Recent functional studies have suggest that circRNAs may function as miRNA sponges.⁴⁷ miRNAs are highly conserved, which negatively regulated target mRNAs. The circRNA–miRNA–mRNA network was built based on our RNA-seq data that predict how circRNAs affect LUAD occurrence and progression. Some miRNA targets associated with the circRNAs were reported for LUAD. For example, miR-181a-5p inhibits A549 cell proliferation and invasion by targeting Kras.⁴⁸ MiR-544a promotes lung cancer cell migration by targeting cadherin 1.⁴⁹ Further, mir-450b-5p,⁵⁰ mir-330-3p,⁵¹ and mir-335-3p⁵² are determined to be prominent in tumorigenesis and progression.

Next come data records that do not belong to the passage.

PR #765, opened 2026-08-06
Linear Output: scanner loaders, ICE, TIFF gamma, LogLuv decode

thetalkingdrum:
## Summary

NegPy can now open and process files from every major film scanner — Coolscan NEF, Flextight FFF (including raw LogLuv-encoded files), and Noritsu RAW join Pakon and TIFF as first-class formats in the normal editing pipeline. Linear Output also gains support for all of these, plus TIFF gamma linearization and IR-based dust removal.

### Scanner loaders (new formats in the app)

- **Coolscan NEF loader** — reads SubIFD chain, rejects camera NEFs (CFA detection), no colour-space assumptions
- **Flextight FFF loader** — picks largest IFD by pixel count, parses FlexColor plist metadata (film stock, gamma, serial, scan date)
- **SGI LogLuv decoder** for raw Flextight .3fr/.fff files — LogLuv32/24 → XYZ → linear sRGB pipeline. Thanks to @rohanpandula for the decode logic in [flexcolor-tool](https://github.com/rohanpandula/flexcolor-tool) (MIT) — ported with attribution. Great timing!
- **Noritsu RAW loader** — headerless BGR16 scanner dumps with three-tier dimension detection (exact match, known-width with novel height, novel-width fallback)

### Linear Output

- **ICE dust removal toggle** — applies IR-based dust/scratch correction before writing when an IR channel is available (extra-page, ExtraSamples, or sidecar IR sources)
- **TIFF linear output** with manual input gamma selector (linear, 1.8, 2.2, sRGB) so the source encoding can be declared and linearized before export
- **IR detection fixes** — ExtraSamples tag semantics (UNSPECIFIED = IR, alpha values dropped), extra-page IR (SilverFast iSRD convention), sidecar IR with mask support
- **Output is always clean** — no ICC profiles, EXIF color space tags, or XMP color metadata from the source are copied through. Only raw pixels plus device metadata (Make, Model, DateTime)
- Fix crash on non-standard TIFF DateTime tags

### Cleanup

- **Loader cleanup** — stripped sRGB linearization assumptions from NEF and FFF loaders, removed dead IR channel logic (neither format has IR hardware), kept `_decode_tiff` independent from TiffLoader to avoid inheriting its sRGB assumptions
- Docs updated: USER_GUIDE.md and PIPELINE.md cover all new formats and controls

## Test plan

- [x] `make all` passes (3414 passed, 1 pre-existing overflow bar failure)
- [x] 13 new LogLuv unit + integration tests with synthetic LogLuv32 TIFF files
- [x] NEF/FFF/Noritsu loader tests: detection, rejection of non-scanner files, float32 output, metadata extraction
- [x] TIFF IR tests: ExtraSamples semantics, extra-page IR, sidecar IR, alpha channel drop
- [x] Manual testing: app launches and runs without errors

Scanner loaders were tested against real scan files where available (Coolscan NEF, Flextight FFF, Noritsu RAW), though the sample set was small. Only uncompressed RGB FFF files were available for testing — no real LogLuv-encoded FFF yet, so that path is validated against synthetic round-trip data only. Format handling is grounded in scanner documentation and the flexcolor-tool reverse-engineering work (which itself mirrors libtiff's reference implementation). More real-world files welcome.

**Follow-up fix (738f5e8):** Added per-channel percentile normalization to the LogLuv decoder. The original port was missing the `normalize_linear` step from flexcolor-tool — the bare `clip(0,1)` silently truncated HDR values instead of mapping them into range. The decoder now applies 0.2th/99.8th percentile normalization per channel after XYZ → linear RGB, matching the reference implementation and correcting the per-channel black/gain offset inherent in Flextight CCD data.


thetalkingdrum:
Just wanted to add that Coolscan nef, Noritsu RAW and Flextight FFF work perfectly fine in the normal pipelines as well. The title might make it seem like this was a Linear output only feature.

PR #782, opened 2026-08-09
fix(canvas): stop the overlay erasing the frame the GPU canvas painted

### LINKED ISSUE #781: black screen with GPU on since Commit 8fc35b6
getting a black screen when turning GPU on since Commit 8fc35b6. no problem on CPU. 

System is Windows 11 Pro with NVIDIA GeForce RTX 3050 (8 GB), AMD Ryzen 7 5700G, 64GB.

seanharding:
With GPU acceleration on, the canvas showed nothing at all: white on macOS, black on Windows. Linux was unaffected.

CanvasOverlay punched an alpha hole through the whole canvas rect on macOS and Windows whenever the GPU widget was visible. That is correct for a *screen* present, where a native surface sits behind the Qt widgets and the hole reveals it. rendercanvas deliberately picks a *bitmap* present on Qt, so the frame is read back and blitted into the same backing store by the canvas's own paintEvent; the overlay paints on top afterwards and wipes it. What remains is the bare window background, which is light on macOS and black on Windows.

The hole is now punched only when there really is a native surface underneath, which GPUCanvasWidget.presents_to_screen() reports from the canvas itself rather than from a platform guess.

The compositing has been wrong since it was written; it only became visible when the soft proof moved into the display LUT. Before that, a proofed render was baked to a host array on the render thread, and soft proofing is on by default, so every default frame took the CPU/QPainter branch of ImageCanvas.update_buffer and the GPU widget was never in the path.

Verified against the real app: compositing the canvas the way the screen does gives a frame that matches the presented bitmap (mean 95.2 / std 98.0 against 1.4 / 11.0 before), and zoom and pan leave no residue — the canvas re-blits under every overlay repaint, which is what clears it now that the fill is gone.

Fixes #781

### DIFF
--- a/negpy/desktop/view/canvas/gpu_widget.py
+++ b/negpy/desktop/view/canvas/gpu_widget.py
@@ -184,6 +184,17 @@ class GPUCanvasWidget(QWidget):
             address_mode_w=wgpu.AddressMode.clamp_to_edge,
         )
 
+    def presents_to_screen(self) -> bool:
+        """True when the frame goes to a native surface of its own, which the overlay
+        must punch an alpha hole to reveal.
+
+        rendercanvas picks a *bitmap* present on Qt: the frame is blitted into the
+        shared backing store by the widget's own paintEvent, and a hole punched over
+        it erases the frame instead of revealing anything.
+        """
+        sub = getattr(self.canvas, "_subwidget", self.canvas)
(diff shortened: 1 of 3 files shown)


dtrtuser:
thanks, works like a charm now. and great performance too!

The use of microarray GSE101516 for four paired LUAD and nontumor lung tissues further clarified the function of circRNAs in the development of LUAD. A combination of our RNA-seq and microarray analysis revealed that has_circ_0102537 is significantly downregulated in both datasets. We have also analyzed hsa_circ_0102537 involvement in two cancer-related signaling pathways, fluid shear stress,⁵³ and PI3K-Akt signaling pathway.⁵⁴ The PI3K/AKT pathway is implicated in lung cancer initiation and progression. For NSCLC, a few specific inhibitors of PI3K and Akt are currently in various phases of preclinical investigation and even in early phase clinical trials.⁵⁵ Further experiments showed that circ_0102537 functioned as a tumor suppressor by inhibiting the migration and invasion of LUAD cells in vitro, albeit through an unknown mechanism. Therefore, we will focus on the interaction between circ_0102537-miRNA and its mRNA targets in the future. Circ_0102537 may be a promising diagnostic biomarker. Circ_0102537 may be a therapeutic target for the metastasis of LUAD.

Conclusion

In summary, this present study extends current knowledge as regards differentially expressed circRNAs in plasma exosomes of advanced-stage LUAD. Our results suggest promising avenues for further research into LUAD development and biomarkers for diagnosis and prognosis. Circ_0102537 may prove useful as a diagnostic biomarker for advanced-stage LUAD.

Abbreviations

EMT, Epithelial-mesenchymal transition; GEO, Gene Expression Omnibus; GO, Gene ontology; KEGG, Kyoto Encyclopedia of Genes and Genomes; LUAD, Lung adenocarcinoma; LUSC, Lung squamous cell carcinoma; NSCLC, Non-small cell lung cancer; SCLC, Small cell lung cancer; TEM, Transmission electron microscopy; VEGF, Vascular endothelial growth factor.

Disclosure

The authors report no conflicts of interest for this work.